Where have I heard that one? 

Choosing music for worship is both my favorite and least favorite task.  I love when it goes well, and it’s clear that I’ve chosen the best option both for the message of the sermon, the familiarity and immediacy of the piece, and its execution during worship.  Having said that, it’s awful when I realize half way through the message, or the reading, or whatever I actually chose, that some other piece (or pieces) would have been equally as good or better.

 Having said all of that, Chancel Choir will present some glorious music on Sunday, November 16th that will hopefully hit the bullseye.  As I was preparing for that service, I read the scripture that was appointed as part of the sermon series and immediately asked myself the question at the top of this article – “where have I heard that one?”

Mercy and truth are met together; righteousness and peace have kissed each other.

I’ve sung that, but where and when?  Actually it’s been a couple of times.  I first sang it in the bass section of the Boston University Symphonic Chorus directed by Dr. Ann Howard Jones.  We performed the “Dona Nobis Pacem” composed by Ralph Vaughan Williams, a large-scale work for choir and orchestra based on text of the ordinary of the Latin Mass, poetry of Walt Whitman and John Bright, and wisdom from the Old Testament, including the sentence above from the 9th Chapter of Hagaii.  Since that time I’ve taught and performed it as a staff member of the Boston University Tanglewood Institute Young Artists’ Vocal Program and watched a chorus of people lots younger than me grapple with the piece. Though more than a decade transpired between those two performances (and a couple more since), it continues to seem like a necessity – that we who can should beg for peace.

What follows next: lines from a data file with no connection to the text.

Issue #1078, opened 2020-05-20
Add TypeScript types to the `next` branch


johno:
@ChristianMurphy do you think we can grab the code changes from #811 and apply to the `next` branch? That's the new working branch for v2 since `v2` got so stale 😬😞. I just tried to cherry pick this commit but there have been some monorepo changes so wasn't sure how the `dtslint` side of things would work.

Would love to get this in there and make sure that you get the code credit!

ChristianMurphy:
Thanks for the ping @johno!
I'll take a look at migrating those over to the `next` branch.

PR #1079, opened 2020-05-20
types: add typescript typings for @mdx/loasder, @mdx-js/mdx, @mdx-js/react, @mdx-js/runtime, @mdx-js/vue, @mdx/vue-loader

ChristianMurphy:
re-applies #811
is part of #1078

### DIFF
--- a/package.json
+++ b/package.json
@@ -30,7 +30,9 @@
     "publish": "lerna publish --force-publish=\"*\"",
     "publish-ci": "lerna publish -y --canary --preid ci --pre-dist-tag ci",
     "publish-next": "lerna publish --force-publish=\"*\" --dist-tag next --preid rc",
-    "test": "jest --runInBand --detectOpenHandles && nyc --reporter lcov tape packages/remark-mdx/test/index.js"
+    "test": "yarn test-jest && yarn test-types",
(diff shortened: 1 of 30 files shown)


package.json
```diff
@@ -50,6 +52,7 @@
     "babel-plugin-macros": "2.8.0",
     "babel-plugin-remove-export-keywords": "^1.6.2",
     "babel-plugin-transform-vue-jsx": "4.0.1",
+    "dtslint": "3.6.3",
```
ChristianMurphy, line 55: pulled dtslint to the top level, since the same version can and should be used to test all packages

packages/loader/package.json
```diff
@@ -31,6 +34,9 @@
     "webpack",
     "loader"
   ],
+  "scripts": {
+    "test-types": "dtslint types"
```
ChristianMurphy, line 38: dtslint doesn't seem to support patterns.
I tried adding `dtslint packages/*/types` to handle all packages at once, that didn't work, so opted to add the script at the package level, and use lerna to run all of them.

ChristianMurphy:
ci failure matches current `next` branch error https://github.com/mdx-js/mdx/runs/694041854

johno:
Awesome, thanks! I'll go ahead and fix the error in `next` after I merge this!

PR #1082, opened 2020-05-21
types: add typescript typings for remark-mdx, remark-mdx-remove-expor…

ChristianMurphy:
…ts, remark-mdx-remove-imports, @mdx-js/util

### DIFF
--- a/packages/remark-mdx/package.json
+++ b/packages/remark-mdx/package.json
@@ -2,7 +2,24 @@
   "name": "remark-mdx",
   "version": "2.0.0-next.0",
   "description": "remark plugin to add support for mdx",
+  "repository": "https://github.com/mdx-js/mdx/tree/master/packages/remark-mdx",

Chancel will be joined by Chad Sonka, baritone, and Shelby VanNordstrand, soprano, both members of the voice faculty at Iowa State, along with our beautiful opus 1357 Reuter pipe organ which has seen six decades of our mere human attempts to worship, beg for peace, and bring a bit of heaven on earth.

Open to me the gates of righteousness, I will go into them.

Let all the nations be gathered together, and let the people be assembled; and let them hear, and say, it is the truth.

And it shall come, that I will gather all nations and tongues.

And they shall come and see my glory. And I will set a sign among them, and they shall declare my glory among the nations.

For as the new heavens and the new earth, which I will make, shall remain before me, so shall your seed and your name remain for ever.’

Glory to God in the highest, and on earth peace, good-will toward all.